* Record extracts *
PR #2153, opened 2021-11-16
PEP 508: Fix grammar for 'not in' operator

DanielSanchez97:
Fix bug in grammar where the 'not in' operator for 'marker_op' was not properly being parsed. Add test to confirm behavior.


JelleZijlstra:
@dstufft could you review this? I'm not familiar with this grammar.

* What needs to be done *
When you answer, repeat all of the material exactly as given.

* Written answer *
PR #2153, opened 2021-11-16
PEP 508: Fix grammar for 'not in' operator

DanielSanchez97:
Fix bug in grammar where the 'not in' operator for 'marker_op' was not properly being parsed. Add test to confirm behavior.


JelleZijlstra:
@dstufft could you review this? I'm not familiar with this grammar.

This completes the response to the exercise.